Histologic remission and major adverse cardiovascular events in patients with inflammatory bowel disease: a nationwide cohort study

Abstract Background Inflammatory bowel disease (IBD) is associated with cardiovascular diseases (CVDs). However, the impact of histologic and clinical activity on this association remains unclear. Methods We conducted a nationwide cohort study in Sweden involving 59,168 IBD patients diagnosed in 1969-2017 with histologic evaluation (i.e., histologic inflammation vs. remission) and 91,800 patients diagnosed in 1969-2020 with assessment of clinical activity (i.e., clinically active vs. quiescent IBD) in 2006-2021, followed until 31 December 2021. The primary outcome was incident major adverse cardiovascular events (MACE), a composite outcome encompassing ischemic heart disease (myocardial infarction), stroke (hemorrhagic or ischemic stroke), and heart failure.
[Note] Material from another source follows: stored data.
PR #172, opened 2026-05-18
Marketplace: rewrite GitHub HTML URLs to Contents API

daltoniam:
## Summary

- Manifest sources pasted as the familiar `https://github.com/{owner}/{repo}/blob/{ref}/manifest.json` HTML link now succeed instead of returning HTTP 404 / HTML — the URL is rewritten to `https://api.github.com/repos/{owner}/{repo}/contents/{path}?ref={ref}` and accompanied by `Accept: application/vnd.github.raw`.
- Combined with the existing `GitHubTokenFunc` wiring in `cmd/server/main.go` (which attaches the GitHub integration's PAT as a bearer token for GitHub hosts), **private-repo manifests and WASM downloads now work transparently** without any new UI or per-source token config.
- `raw.githubusercontent.com`, `api.github.com`, public repos, and non-GitHub URLs are unaffected.

## Why

Internal Curri plugin manifest at `teamcurri/switchboard_plugins` (private) couldn't be fetched: pasting the HTML `/blob/main/manifest.json` link returned a 404 even with the integration token configured, because GitHub serves HTML at that path. The fix normalizes that exact URL form into a Contents API request that the existing bearer-token logic already authenticates correctly.

## Implementation

- New `marketplace/github_url.go`: pure `normalizeGitHubURL(rawURL) → (effectiveURL, useRawAccept)`.
- `FetchManifest` and `downloadWasm` call the normalizer and conditionally set the `Accept: application/vnd.github.raw` header. Everything else (auth header, retries, caching) is unchanged.

## Test plan

- [x] `TestNormalizeGitHubURL` — 9 cases: blob/raw HTML, master/main branches, nested paths, raw.githubusercontent passthrough, API form passthrough, non-GitHub passthrough, `/releases/download/` passthrough, malformed URL passthrough.
- [x] `TestFetchManifest_RewritesBlobURL` — end-to-end: paste blob URL → server receives Contents API path + bearer + `application/vnd.github.raw` Accept.
- [x] `TestDownloadWasm_RewritesBlobURL` — same end-to-end check for WASM downloads.
- [x] `go test ./marketplace/... -race` passes; `go vet`, `go build ./...`, and `golangci-lint run ./marketplace/...` all clean.
- [x] Unrelated pre-existing `browser.TestPage_Evaluate` failure on `main` is **not** introduced by this change.

### DIFF
--- a/marketplace/github_url.go
+++ b/marketplace/github_url.go
@@ -38,10 +38,14 @@ func normalizeGitHubURL(rawURL string) (newURL string, useRawAccept bool) {
 	owner, repo, ref := parts[0], parts[1], parts[3]
 	path := strings.Join(parts[4:], "/")
 
-	api := &url.URL{
-		Scheme: "https",
-		Host:   "api.github.com",
-		Path:   "/repos/" + owner + "/" + repo + "/contents/" + path,
+	apiURL, err := url.JoinPath("https://api.github.com",
+		"repos", owner, repo, "contents", path)
+	if err != nil {
+		return rawURL, false
+	}
+	api, err := url.Parse(apiURL)
+	if err != nil {
+		return rawURL, false
 	}
 	q := api.Query()
 	q.Set("ref", ref)
--- a/marketplace/github_url.go
+++ b/marketplace/github_url.go
@@ -1,0 +1,51 @@
+package marketplace
+
+import (
+	"net/url"
+	"strings"
+)
+
+// normalizeGitHubURL rewrites GitHub HTML URLs (the kind a user copies from
+// the browser) into the GitHub Contents API form so the file's raw bytes can
+// be fetched with an Authorization header. This is the only way to retrieve
+// files from a private repository over HTTPS without using `git` itself.
+//
+// Supported input forms:
+//
+//   - https://github.com/{owner}/{repo}/blob/{ref}/{path}   →  Contents API
+//   - https://github.com/{owner}/{repo}/raw/{ref}/{path}    →  Contents API
+//
+// Any URL on raw.githubusercontent.com / api.github.com / non-GitHub hosts is
+// passed through unchanged. Malformed URLs are also passed through so the
+// caller can attempt the request and surface a normal HTTP error.
+//
+// useRawAccept is true when the rewritten URL is the Contents API form, in
+// which case the request must carry `Accept: application/vnd.github.raw` to
+// receive raw file bytes instead of the default JSON metadata wrapper.
+func normalizeGitHubURL(rawURL string) (newURL string, useRawAccept bool) {
+	u, err := url.Parse(rawURL)
+	if err != nil || u.Host == "" {
+		return rawURL, false
+	}
+	if strings.ToLower(u.Host) != "github.com" {
+		return rawURL, false
+	}
+	// /{owner}/{repo}/blob|raw/{ref}/{path...}
+	parts := strings.Split(strings.TrimPrefix(u.Path, "/"), "/")
+	if len(parts) < 5 || (parts[2] != "blob" && parts[2] != "raw") {
+		return rawURL, false
+	}
+	owner, repo, ref := parts[0], parts[1], parts[3]
+	path := strings.Join(parts[4:], "/")
+
+	api := &url.URL{
+		Scheme: "https",
+		Host:   "api.github.com",
+		Path:   "/repos/" + owner + "/" + repo + "/contents/" + path,
+	}
+	q := api.Query()
+	q.Set("ref", ref)
+	api.RawQuery = q.Encode()
+
+	return api.String(), true
+}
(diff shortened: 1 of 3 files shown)


marketplace/github_url_test.go
```diff
@@ -0,0 +1,182 @@
...
+}
+
+func (t *rewriteTransport) RoundTrip(req *http.Request) (*http.Response, error) {
+	if req.URL.Host == t.match {
+		targetURL, err := req.URL.Parse(t.target)
+		if err != nil {
+			return nil, err
+		}
+		req.URL.Scheme = targetURL.Scheme
+		req.URL.Host = targetURL.Host
```
acmacalister, line 179: `RoundTrip` modifies `req.URL.Scheme`, `req.URL.Host`, and `req.Host` directly on the incoming request. The `http.RoundTripper` contract says RoundTrip must not modify the original request — `http.Client` may inspect or re-use it after the call returns (e.g. on redirect or retry). Using `req.Clone()` keeps this correct:

```go
func (t *rewriteTransport) RoundTrip(req *http.Request) (*http.Response, error) {
	if req.URL.Host == t.match {
		targetURL, err := req.URL.Parse(t.target)
		if err != nil {
			return nil, err
		}
		req = req.Clone(req.Context())
		req.URL.Scheme = targetURL.Scheme
		req.URL.Host = targetURL.Host
		req.Host = targetURL.Host
	}
	return t.wrapped.RoundTrip(req)
}
```

marketplace/github_url.go
```diff
@@ -0,0 +1,51 @@
...
+	if len(parts) < 5 || (parts[2] != "blob" && parts[2] != "raw") {
+		return rawURL, false
+	}
+	owner, repo, ref := parts[0], parts[1], parts[3]
+	path := strings.Join(parts[4:], "/")
+
+	api := &url.URL{
+		Scheme: "https",
+		Host:   "api.github.com",
+		Path:   "/repos/" + owner + "/" + repo + "/contents/" + path,
```
acmacalister: The `owner`, `repo`, and `path` segments come from `url.Parse` and are already percent-decoded. Concatenating them back into a URL path raw means any characters that need encoding (spaces, `#`, `?`, etc.) would silently produce a malformed URL. `url.JoinPath` handles this correctly:

```go
apiURL, _ := url.JoinPath(
	"https://api.github.com",
	"repos", owner, repo, "contents", path,
)
api, _ := url.Parse(apiURL)
q := api.Query()
q.Set("ref", ref)
api.RawQuery = q.Encode()
return api.String(), true
```

In practice GitHub names rarely contain such characters, but this is safer and only a few extra lines.

acmacalister (approved):
Nice, clean implementation — the normalizer is well-isolated, test coverage is thorough, and the auth wiring through the existing `GitHubTokenFunc` just works. Two small things inline.

marketplace/github_url.go
daltoniam: Good catch — switched to `url.JoinPath` in ad70320.

marketplace/github_url_test.go
daltoniam: Right, the `RoundTripper` contract is real even in a test helper. Now cloning the request before mutating in ad70320.

marketplace/github_url.go
```diff
@@ -0,0 +1,55 @@
...
+	}
+	if strings.ToLower(u.Host) != "github.com" {
+		return rawURL, false
+	}
+	// /{owner}/{repo}/blob|raw/{ref}/{path...}
+	parts := strings.Split(strings.TrimPrefix(u.Path, "/"), "/")
+	if len(parts) < 5 || (parts[2] != "blob" && parts[2] != "raw") {
+		return rawURL, false
+	}
+	owner, repo, ref := parts[0], parts[1], parts[3]
```
acmacalister, line 38: Branch names with slashes (e.g. `feature/my-branch`) will be parsed incorrectly here — `parts[3]` captures only the first segment as `ref`, and the remaining segments become part of `path`. So `blob/feature/my-branch/manifest.json` would produce `ref=feature` and `path=my-branch/manifest.json`, which is wrong.

This is an inherent ambiguity in the GitHub HTML URL format (the Contents API itself has the same problem), so there's no clean fix without a GitHub API round-trip to resolve the ref. Worth a comment in the godoc so users who configure slash-containing branches know to use the `raw.githubusercontent.com` or direct Contents API form instead:

```go
// Note: branch names containing slashes (e.g. feature/my-branch) cannot be
// reliably parsed from the HTML URL form — parts[3] is treated as the full
// ref. Users with such branches should use a raw.githubusercontent.com URL.
```

acmacalister (approved):
Clean implementation — the `normalizeGitHubURL` abstraction is well-scoped, both previous comments are properly addressed, and the end-to-end tests are thorough. One edge case to be aware of inline.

Cox proportional hazards model was applied to estimate adjusted hazard ratios (aHRs) of MACE and its subcomponents within 2 years after documented histologic inflammation (vs. remission) or clinically active IBD (vs. quiescent IBD). Results An increased 2-year risk of MACE was observed after histologic inflammation (n=868, incidence rate IR: 86.3/10,000 person-years) than after remission (n=558, IR=71.3), corresponding to one extra MACE per 331 IBD patients over 2 years after histologic inflammation (aHR=1.16 95%CI: 1.04 to 1.30). This excess risk was similar in CD (aHR=1.30 1.03 to 1.64) and UC (aHR=1.13 1.01 to 1.27). Histological inflammation was associated with an increased risk of ischemic heart disease (aHR=1.16 1.00 to 1.34), myocardial infarction (aHR=1.36 1.12 to 1.64), ischemic stroke (aHR=1.31 1.06 to 1.62), and heart failure (aHR=1.35 1.15 to 1.60), but not significantly so for hemorrhagic stroke (aHR=1.22 0.80 to 1.85). Compared to quiescent IBD, clinically active IBD was also significantly related to increased risks of MACE (IR: 131.4 vs. 93.7 per 10,000 person-years; aHR=1.54 1.46 to 1.63) as well as its subcomponents. Even in patients with clinically quiescent IBD, histologic inflammation was associated with an increased risk of myocardial infarction (aHR=1.29 1.06 to 1.58) and heart failure (aHR=1.19 1.00 to 1.43). Conclusion Histologic and clinical activity of IBD were associated with an increased MACE, including myocardial infarction, ischemic stroke, and heart failure. These findings suggest that improved disease control could provide opportunities to reduce MACE risk in IBD.